Roisin huffed. “I’m fifty years old.”

“You beat me. I’m twenty-five,” I said. “That’s like a quarter of life in terms of a human life span. What about fifty for Fae?”

She scowled. “Fifty is insignificant compared to how long we live. Although we almost lost our immortality, so if that had happened, then it would have been half my life.”

“I’m glad Ciara fixed the spring. I can’t imagine you already living half your life.”

Her scowl dropped, and pink lit her cheeks. She was even prettier when she blushed. Which she seemed to do when she was around me. This was the longest conversation we’d had, and I didn’t want it to stop.

A cold shudder ran up my back. “Where are we?”

“I’m not sure.” She lifted the book and opened it. “I can’t read any of it.”

“Why not?”

“There are no words in here.” She turned the open book around and showed me the blank pages.

“Well, shit, what do we do now? It’s not like there’s a bookshelf to put the book back on. ”

I glanced around. Snowy fields stretched for miles upon miles. A snow-covered tree stood here and there, but nothing that would offer protection from the elements. In the distance, the sides of dark rocks jutted through the snowy fields. I squinted as sunlight glinted off the snow, giving the false hope it’d warm me, but I’d freeze to death soon if we didn’t find a warm place.

“No.” Roisin frowned, but then her gaze fell on the sunbeams streaming through the cold air. “This place would be so lovely to paint.”

“How about if we find a warm place, you paint it, then?”

Her gaze turned from the beauty of the sight, then her frown returned as she noticed me shivering.

“You’re cold.”

“Yeah.” I cupped my hands and blew warm air into them.

The tip of my nose was already turning to ice. I wasn’t a vain person, but I didn’t want to lose my nose or my fingers and toes to frostbite.

“We should leave… but how?”

Power flared into her hands. “I can’t travel through the Veil.”

“No magic?”

“I have power, but with the lock still in place, it’s difficult to access here.”

“Never mind. I can’t travel through your Veil, anyway.”

“If I was like my brothers, I would command my power and make you a fire.” Her chin dipped as she stared at the ground, the glowing in her palms fading into nothing. “I’m sorry.”

“It’s not your fault.”

She lifted the book. “I took a book without permission, and you were trying to stop me, so aye, this is my fault.”

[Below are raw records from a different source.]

PR #24665, opened 2017-11-03
Object spread : less jQuery more ES6

Johann-S:
This PR will remove the use of `$.extend` in favor of this awesome ES6 feature : https://babeljs.io/docs/plugins/transform-object-rest-spread/ which will do the same as `$.extend` but without jQuery :smile: 

Currently I only made the change for our Tooltips but if everybody is ok I'll do the same for our other plugins :+1:

### DIFF
--- a/.babelrc.js
+++ b/.babelrc.js
@@ -10,6 +10,7 @@ module.exports = {
     ]
   ],
   plugins: [
-    process.env.PLUGINS && 'transform-es2015-modules-strip'
+    process.env.PLUGINS && 'transform-es2015-modules-strip',
+    '@babel/proposal-object-rest-spread'
   ].filter(Boolean)
 };
--- a/build/rollup.config.js
+++ b/build/rollup.config.js
@@ -15,7 +15,8 @@ const plugins = [
     externalHelpersWhitelist: [ // include only required helpers
       'defineProperties',
       'createClass',
-      'inheritsLoose'
+      'inheritsLoose',
+      'extends'
     ]
   })
 ]
--- a/js/src/carousel.js
+++ b/js/src/carousel.js
@@ -223,7 +223,10 @@ const Carousel = (($) => {
     // private
 
     _getConfig(config) {
-      config = $.extend({}, Default, config)
+      config = {
+        ...Default,
+        ...config
+      }
       Util.typeCheckConfig(NAME, config, DefaultType)
       return config
     }
@@ -428,10 +431,16 @@ const Carousel = (($) => {
     static _jQueryInterface(config) {
       return this.each(function () {
         let data      = $(this).data(DATA_KEY)
-        const _config = $.extend({}, Default, $(this).data())
+        let _config = {
+          ...Default,
+          ...$(this).data()
+        }
 
         if (typeof config === 'object') {
-          $.extend(_config, config)
+          _config = {
+            ..._config,
+            ...config
+          }
         }
 
         const action = typeof config === 'string' ? config : _config.slide
@@ -468,7 +477,10 @@ const Carousel = (($) => {
         return
       }
 
-      const config     = $.extend({}, $(target).data(), $(this).data())
+      const config = {
+        ...$(target).data(),
+        ...$(this).data()
+      }
       const slideIndex = this.getAttribute('data-slide-to')
 
       if (slideIndex) {
--- a/js/src/collapse.js
+++ b/js/src/collapse.js
@@ -277,7 +277,10 @@ const Collapse = (($) => {
     // private
 
     _getConfig(config) {
-      config = $.extend({}, Default, config)
+      config = {
+        ...Default,
+        ...config
+      }
       config.toggle = Boolean(config.toggle) // coerce string values
       Util.typeCheckConfig(NAME, config, DefaultType)
       return config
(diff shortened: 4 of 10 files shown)


package.json
```diff
@@ -85,6 +85,7 @@
     "babel-eslint": "^8.0.0",
     "babel-plugin-external-helpers": "7.0.0-beta.2",
     "babel-plugin-transform-es2015-modules-strip": "^0.1.1",
+    "babel-plugin-transform-object-rest-spread": "^6.26.0",
```
XhmikosR: Why not 7.0.0-beta.2 like the rest?

BTW I see now there's 7.0.0-beta.5 out, so I'll give it another go in another branch.

Johann-S: I didn't choose the version number, I did : `npm i -D babel-plugin-transform-object-rest-spread` and that's all :smile:

Johann-S: It seems it's the latest release : https://www.npmjs.com/package/babel-plugin-transform-object-rest-spread

XhmikosR: It's the latest stable. For every other plugin we are using the 7.x versions so we should do the same here.

XhmikosR: I'm having trouble updating to beta.5 anyway. I think we'll need to bug @hzoo so that we have all the plugins in sync...

XhmikosR:
Regarding the changes, LGTM, so yeah, I'd say go ahead and make the changes in the rest of the code.

package.json
Johann-S: I found the 7.x release of this plugin :+1:

package.json
```diff
@@ -80,6 +80,7 @@
     "popper.js": "^1.12.6"
   },
   "devDependencies": {
+    "@babel/plugin-proposal-object-rest-spread": "^7.0.0-beta.2",
```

“When you put it like that….”

Her gaze snapped to mine, and I laughed.

“You find this funny?”

“It’s better to laugh and get on with things than cry over our mistakes.”

“Aye,” she said, straightening her shoulders. “We should find you shelter.”

“Agreed. Which way?”

“They all look the same. I guess we take our chances?”

“Let’s go.” I started walking and already my feet were like blocks of ice to walk on.

Perhaps I would lose toes after all. The expanse of snow stretched before us in a never-ending field of icy nothingness. If we didn’t find shelter, I’d lose my life.